═════ Dataset entries ═════

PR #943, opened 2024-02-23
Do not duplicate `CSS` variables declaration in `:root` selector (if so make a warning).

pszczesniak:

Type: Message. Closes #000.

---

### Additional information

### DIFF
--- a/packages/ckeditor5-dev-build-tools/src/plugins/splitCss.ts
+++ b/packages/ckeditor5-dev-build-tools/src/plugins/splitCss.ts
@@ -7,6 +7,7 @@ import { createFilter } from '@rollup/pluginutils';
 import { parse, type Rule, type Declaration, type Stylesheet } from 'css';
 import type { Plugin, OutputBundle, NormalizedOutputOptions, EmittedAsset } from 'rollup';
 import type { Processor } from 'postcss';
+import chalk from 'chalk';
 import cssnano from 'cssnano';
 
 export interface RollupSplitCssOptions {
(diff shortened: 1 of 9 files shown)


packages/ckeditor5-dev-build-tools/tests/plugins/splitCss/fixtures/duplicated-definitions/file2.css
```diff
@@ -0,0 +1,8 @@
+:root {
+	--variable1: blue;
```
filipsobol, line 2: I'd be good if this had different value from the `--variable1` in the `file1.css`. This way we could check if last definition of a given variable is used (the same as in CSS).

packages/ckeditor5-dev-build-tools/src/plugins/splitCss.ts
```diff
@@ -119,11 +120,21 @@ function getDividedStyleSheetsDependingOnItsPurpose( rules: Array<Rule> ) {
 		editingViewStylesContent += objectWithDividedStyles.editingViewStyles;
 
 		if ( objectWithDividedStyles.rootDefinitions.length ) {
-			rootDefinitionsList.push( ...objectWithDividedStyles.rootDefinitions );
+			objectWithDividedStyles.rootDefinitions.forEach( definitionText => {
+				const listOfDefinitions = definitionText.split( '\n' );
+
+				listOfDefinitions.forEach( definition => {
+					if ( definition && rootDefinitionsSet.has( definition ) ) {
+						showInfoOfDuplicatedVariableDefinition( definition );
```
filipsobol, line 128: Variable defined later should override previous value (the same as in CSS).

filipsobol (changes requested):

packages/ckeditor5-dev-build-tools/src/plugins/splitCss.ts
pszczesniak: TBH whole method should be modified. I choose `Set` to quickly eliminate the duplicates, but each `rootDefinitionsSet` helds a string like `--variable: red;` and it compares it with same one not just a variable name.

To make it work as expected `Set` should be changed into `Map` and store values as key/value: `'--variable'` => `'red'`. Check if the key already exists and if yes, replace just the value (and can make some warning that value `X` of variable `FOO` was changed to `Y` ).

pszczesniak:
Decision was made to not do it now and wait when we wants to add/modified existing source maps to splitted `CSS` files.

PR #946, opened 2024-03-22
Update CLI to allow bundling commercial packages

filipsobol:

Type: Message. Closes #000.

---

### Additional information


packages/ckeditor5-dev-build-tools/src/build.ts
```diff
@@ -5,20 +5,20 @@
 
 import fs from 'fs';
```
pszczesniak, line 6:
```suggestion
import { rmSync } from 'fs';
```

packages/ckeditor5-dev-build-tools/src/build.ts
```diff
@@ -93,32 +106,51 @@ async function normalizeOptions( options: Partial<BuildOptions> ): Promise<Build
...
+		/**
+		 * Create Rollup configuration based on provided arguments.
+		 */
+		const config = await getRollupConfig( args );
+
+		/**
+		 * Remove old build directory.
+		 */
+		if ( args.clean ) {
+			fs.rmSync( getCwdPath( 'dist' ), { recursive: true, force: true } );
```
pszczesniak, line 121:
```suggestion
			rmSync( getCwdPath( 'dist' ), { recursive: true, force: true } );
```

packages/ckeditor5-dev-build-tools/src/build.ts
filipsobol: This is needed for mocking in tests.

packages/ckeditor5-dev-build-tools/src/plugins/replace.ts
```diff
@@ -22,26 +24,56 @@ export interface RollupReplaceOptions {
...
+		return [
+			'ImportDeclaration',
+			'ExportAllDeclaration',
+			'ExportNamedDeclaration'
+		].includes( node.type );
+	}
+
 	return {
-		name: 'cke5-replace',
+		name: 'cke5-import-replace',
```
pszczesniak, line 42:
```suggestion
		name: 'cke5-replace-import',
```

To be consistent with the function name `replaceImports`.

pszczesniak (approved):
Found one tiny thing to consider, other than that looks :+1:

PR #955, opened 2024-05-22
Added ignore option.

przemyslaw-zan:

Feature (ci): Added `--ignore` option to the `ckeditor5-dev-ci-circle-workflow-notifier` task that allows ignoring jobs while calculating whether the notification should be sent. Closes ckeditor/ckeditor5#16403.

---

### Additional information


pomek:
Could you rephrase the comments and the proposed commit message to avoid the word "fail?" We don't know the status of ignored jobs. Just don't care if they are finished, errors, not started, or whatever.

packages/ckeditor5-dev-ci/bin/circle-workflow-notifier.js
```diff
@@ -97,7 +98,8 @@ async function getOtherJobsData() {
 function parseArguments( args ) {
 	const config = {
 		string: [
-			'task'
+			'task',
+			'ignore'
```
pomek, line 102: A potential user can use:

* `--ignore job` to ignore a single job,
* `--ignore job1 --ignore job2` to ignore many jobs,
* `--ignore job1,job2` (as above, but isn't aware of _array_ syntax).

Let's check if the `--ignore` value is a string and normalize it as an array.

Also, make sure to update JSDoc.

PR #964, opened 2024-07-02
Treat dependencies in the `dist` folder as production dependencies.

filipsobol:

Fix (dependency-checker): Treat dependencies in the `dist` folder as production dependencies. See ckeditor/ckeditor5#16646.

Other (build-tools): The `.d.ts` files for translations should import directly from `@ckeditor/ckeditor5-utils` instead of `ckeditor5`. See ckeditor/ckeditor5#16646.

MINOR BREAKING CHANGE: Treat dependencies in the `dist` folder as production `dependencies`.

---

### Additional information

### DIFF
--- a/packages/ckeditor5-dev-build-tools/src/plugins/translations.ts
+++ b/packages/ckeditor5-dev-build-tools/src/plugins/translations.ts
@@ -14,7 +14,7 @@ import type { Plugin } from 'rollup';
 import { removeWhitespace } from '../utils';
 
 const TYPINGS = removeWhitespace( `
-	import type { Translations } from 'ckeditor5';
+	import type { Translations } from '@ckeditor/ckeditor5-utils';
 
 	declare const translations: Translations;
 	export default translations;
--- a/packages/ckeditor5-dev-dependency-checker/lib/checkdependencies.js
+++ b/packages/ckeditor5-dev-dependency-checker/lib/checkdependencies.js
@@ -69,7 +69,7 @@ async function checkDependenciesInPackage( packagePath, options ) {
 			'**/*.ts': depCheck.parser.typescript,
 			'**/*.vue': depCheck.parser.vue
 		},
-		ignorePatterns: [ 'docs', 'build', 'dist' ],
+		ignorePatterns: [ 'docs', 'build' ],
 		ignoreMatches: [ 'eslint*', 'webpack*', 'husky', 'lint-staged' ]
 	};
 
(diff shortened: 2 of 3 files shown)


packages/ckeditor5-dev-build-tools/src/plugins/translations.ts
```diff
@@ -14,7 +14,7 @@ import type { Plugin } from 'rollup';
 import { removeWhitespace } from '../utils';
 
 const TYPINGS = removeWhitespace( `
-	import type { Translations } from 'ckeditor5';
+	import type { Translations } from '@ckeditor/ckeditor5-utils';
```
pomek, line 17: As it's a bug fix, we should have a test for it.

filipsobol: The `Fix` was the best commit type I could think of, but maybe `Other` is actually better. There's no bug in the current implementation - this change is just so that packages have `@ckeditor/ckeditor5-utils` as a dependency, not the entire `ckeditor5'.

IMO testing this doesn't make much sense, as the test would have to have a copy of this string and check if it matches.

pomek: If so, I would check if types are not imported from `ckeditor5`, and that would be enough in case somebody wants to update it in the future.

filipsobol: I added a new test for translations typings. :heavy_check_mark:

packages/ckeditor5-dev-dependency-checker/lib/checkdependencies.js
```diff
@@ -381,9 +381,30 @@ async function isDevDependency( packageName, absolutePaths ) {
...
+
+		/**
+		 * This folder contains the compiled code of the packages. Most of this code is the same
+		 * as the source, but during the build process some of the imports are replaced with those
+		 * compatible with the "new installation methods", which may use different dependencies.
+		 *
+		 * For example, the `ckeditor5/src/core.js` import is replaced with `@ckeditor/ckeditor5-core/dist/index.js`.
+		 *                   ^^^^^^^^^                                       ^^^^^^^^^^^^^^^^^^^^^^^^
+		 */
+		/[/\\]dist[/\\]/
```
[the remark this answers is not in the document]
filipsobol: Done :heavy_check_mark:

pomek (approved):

═════
═════ Dataset entries ═════

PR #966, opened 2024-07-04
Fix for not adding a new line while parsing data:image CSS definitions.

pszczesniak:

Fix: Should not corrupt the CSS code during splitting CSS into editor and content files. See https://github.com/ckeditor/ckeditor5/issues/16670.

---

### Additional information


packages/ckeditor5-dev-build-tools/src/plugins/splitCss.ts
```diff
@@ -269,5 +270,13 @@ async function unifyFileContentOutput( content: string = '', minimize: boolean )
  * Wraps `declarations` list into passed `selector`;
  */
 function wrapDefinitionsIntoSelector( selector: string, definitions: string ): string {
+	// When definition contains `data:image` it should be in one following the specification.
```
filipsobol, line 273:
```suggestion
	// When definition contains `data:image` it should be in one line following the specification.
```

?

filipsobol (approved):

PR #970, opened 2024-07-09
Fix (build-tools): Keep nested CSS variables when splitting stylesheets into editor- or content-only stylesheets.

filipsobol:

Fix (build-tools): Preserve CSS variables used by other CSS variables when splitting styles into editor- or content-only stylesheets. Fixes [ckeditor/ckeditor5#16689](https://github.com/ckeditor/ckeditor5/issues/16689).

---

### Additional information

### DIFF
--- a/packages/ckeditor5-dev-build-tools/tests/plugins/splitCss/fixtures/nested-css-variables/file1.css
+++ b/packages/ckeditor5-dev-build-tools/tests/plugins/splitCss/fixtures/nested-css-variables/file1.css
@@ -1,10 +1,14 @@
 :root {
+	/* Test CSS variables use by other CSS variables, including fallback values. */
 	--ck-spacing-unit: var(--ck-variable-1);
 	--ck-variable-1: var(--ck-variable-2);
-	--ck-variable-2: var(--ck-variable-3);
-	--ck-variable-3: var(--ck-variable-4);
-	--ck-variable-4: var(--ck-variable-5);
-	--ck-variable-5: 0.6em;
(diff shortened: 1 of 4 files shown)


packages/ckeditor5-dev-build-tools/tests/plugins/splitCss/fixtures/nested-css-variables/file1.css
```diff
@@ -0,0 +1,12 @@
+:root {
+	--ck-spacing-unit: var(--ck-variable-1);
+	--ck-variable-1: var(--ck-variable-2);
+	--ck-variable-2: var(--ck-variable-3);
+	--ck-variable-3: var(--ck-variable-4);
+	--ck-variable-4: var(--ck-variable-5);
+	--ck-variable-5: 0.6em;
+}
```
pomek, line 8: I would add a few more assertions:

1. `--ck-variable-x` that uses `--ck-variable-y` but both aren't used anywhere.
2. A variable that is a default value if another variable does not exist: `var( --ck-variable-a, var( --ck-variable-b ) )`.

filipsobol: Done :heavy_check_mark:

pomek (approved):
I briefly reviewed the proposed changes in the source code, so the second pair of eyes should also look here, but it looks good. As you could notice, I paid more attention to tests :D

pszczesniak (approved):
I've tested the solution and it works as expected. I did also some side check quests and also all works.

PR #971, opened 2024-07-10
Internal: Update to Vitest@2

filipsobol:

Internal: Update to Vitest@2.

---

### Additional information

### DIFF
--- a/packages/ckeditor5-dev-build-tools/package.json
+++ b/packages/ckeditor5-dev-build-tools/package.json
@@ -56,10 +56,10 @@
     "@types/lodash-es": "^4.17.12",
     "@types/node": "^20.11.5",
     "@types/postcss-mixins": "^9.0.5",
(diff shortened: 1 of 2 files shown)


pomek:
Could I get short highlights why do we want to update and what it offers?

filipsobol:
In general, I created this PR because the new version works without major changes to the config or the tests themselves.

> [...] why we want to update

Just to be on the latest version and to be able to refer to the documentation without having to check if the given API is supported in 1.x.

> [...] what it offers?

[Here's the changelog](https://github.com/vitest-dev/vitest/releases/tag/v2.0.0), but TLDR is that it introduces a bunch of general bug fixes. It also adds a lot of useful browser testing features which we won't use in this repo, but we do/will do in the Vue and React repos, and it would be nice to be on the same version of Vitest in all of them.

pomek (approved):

═════
═════ Dataset entries ═════

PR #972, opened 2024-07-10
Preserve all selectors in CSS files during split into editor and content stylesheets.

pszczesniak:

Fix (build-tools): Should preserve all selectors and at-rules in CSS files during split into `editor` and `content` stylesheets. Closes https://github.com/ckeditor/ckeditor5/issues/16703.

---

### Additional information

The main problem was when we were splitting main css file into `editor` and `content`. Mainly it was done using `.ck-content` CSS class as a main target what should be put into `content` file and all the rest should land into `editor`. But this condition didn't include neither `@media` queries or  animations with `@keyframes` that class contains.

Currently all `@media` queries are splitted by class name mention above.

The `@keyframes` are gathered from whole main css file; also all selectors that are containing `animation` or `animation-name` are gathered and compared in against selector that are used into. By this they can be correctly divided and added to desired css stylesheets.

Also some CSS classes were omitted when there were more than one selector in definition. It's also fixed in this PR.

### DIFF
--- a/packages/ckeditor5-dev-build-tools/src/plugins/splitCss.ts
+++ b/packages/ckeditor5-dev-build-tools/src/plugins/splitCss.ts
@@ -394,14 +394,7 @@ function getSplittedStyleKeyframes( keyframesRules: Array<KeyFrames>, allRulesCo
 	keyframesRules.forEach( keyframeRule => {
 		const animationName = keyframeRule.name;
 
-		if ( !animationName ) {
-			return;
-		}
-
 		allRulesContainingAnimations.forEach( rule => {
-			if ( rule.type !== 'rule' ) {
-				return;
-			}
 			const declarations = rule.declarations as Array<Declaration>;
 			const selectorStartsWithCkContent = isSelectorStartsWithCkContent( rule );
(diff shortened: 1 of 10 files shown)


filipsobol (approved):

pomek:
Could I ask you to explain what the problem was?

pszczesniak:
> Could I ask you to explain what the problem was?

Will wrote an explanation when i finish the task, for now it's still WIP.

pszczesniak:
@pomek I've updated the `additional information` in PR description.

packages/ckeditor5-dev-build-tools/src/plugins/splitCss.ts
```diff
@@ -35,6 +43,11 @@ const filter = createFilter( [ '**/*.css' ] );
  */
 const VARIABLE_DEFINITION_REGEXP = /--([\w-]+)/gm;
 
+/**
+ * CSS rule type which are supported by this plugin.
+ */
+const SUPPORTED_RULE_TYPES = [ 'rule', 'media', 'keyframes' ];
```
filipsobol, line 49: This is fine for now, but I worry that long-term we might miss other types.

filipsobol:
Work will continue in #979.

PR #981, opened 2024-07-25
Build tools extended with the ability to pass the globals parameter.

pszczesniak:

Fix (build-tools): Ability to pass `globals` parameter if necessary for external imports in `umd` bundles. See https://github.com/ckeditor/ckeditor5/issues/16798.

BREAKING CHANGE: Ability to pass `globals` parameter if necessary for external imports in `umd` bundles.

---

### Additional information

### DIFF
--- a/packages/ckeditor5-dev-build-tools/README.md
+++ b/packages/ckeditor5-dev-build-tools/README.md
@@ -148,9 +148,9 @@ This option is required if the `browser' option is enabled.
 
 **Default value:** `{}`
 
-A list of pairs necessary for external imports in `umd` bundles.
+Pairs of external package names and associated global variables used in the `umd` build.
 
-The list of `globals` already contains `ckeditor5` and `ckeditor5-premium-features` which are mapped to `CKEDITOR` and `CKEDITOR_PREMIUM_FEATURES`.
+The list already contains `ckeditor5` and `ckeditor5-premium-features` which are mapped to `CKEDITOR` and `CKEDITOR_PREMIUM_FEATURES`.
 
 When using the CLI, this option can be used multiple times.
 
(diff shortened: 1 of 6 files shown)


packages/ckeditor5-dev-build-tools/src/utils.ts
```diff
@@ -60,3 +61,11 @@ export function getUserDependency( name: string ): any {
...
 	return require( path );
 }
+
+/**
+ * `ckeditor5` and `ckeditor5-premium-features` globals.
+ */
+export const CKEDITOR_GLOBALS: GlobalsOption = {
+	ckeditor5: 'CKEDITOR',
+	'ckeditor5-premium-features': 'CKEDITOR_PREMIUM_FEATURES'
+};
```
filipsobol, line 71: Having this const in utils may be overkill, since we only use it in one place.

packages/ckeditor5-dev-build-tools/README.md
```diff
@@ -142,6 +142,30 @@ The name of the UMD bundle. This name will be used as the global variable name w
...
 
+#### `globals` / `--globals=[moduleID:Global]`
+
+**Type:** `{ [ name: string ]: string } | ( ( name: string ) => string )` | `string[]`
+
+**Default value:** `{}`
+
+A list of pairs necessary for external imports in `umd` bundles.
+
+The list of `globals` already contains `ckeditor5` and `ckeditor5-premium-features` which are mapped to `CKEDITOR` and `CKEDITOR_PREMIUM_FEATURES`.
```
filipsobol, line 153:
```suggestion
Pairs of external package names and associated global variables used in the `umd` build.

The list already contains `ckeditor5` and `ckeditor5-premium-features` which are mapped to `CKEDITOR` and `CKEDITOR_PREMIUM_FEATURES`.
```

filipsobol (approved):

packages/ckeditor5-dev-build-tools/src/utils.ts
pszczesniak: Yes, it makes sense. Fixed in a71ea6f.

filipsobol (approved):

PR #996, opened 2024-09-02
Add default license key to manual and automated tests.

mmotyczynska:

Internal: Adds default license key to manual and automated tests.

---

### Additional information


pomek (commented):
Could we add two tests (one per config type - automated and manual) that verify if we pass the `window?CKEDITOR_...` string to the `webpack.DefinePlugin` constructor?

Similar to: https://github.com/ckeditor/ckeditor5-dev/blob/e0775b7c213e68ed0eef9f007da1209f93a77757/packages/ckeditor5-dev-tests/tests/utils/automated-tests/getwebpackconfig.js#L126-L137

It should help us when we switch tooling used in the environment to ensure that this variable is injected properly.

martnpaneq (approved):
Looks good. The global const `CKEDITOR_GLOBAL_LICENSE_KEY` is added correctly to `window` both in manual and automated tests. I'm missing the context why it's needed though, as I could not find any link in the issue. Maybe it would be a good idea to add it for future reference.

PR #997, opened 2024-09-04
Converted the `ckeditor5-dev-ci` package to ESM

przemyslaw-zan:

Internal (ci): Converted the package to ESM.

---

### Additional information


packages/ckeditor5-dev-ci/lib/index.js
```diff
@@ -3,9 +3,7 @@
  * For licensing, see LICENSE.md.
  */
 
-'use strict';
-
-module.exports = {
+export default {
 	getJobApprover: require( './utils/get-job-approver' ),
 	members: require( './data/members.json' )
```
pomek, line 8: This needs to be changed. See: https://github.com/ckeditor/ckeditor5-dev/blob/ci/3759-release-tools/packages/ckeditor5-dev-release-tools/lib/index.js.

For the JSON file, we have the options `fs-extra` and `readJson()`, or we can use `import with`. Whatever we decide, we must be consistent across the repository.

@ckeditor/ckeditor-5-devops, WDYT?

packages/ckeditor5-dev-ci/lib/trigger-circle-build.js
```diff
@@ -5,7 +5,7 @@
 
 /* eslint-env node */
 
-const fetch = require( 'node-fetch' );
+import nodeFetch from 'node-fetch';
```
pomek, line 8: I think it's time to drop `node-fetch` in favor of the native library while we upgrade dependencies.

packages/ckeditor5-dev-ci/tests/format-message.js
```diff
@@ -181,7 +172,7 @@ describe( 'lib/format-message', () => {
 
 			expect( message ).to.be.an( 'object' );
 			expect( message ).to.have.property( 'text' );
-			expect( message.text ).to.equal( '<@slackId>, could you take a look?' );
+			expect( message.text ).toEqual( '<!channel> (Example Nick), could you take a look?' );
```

═════

Work out how many lines of the entries contain the word "following", and answer with that number alone.

2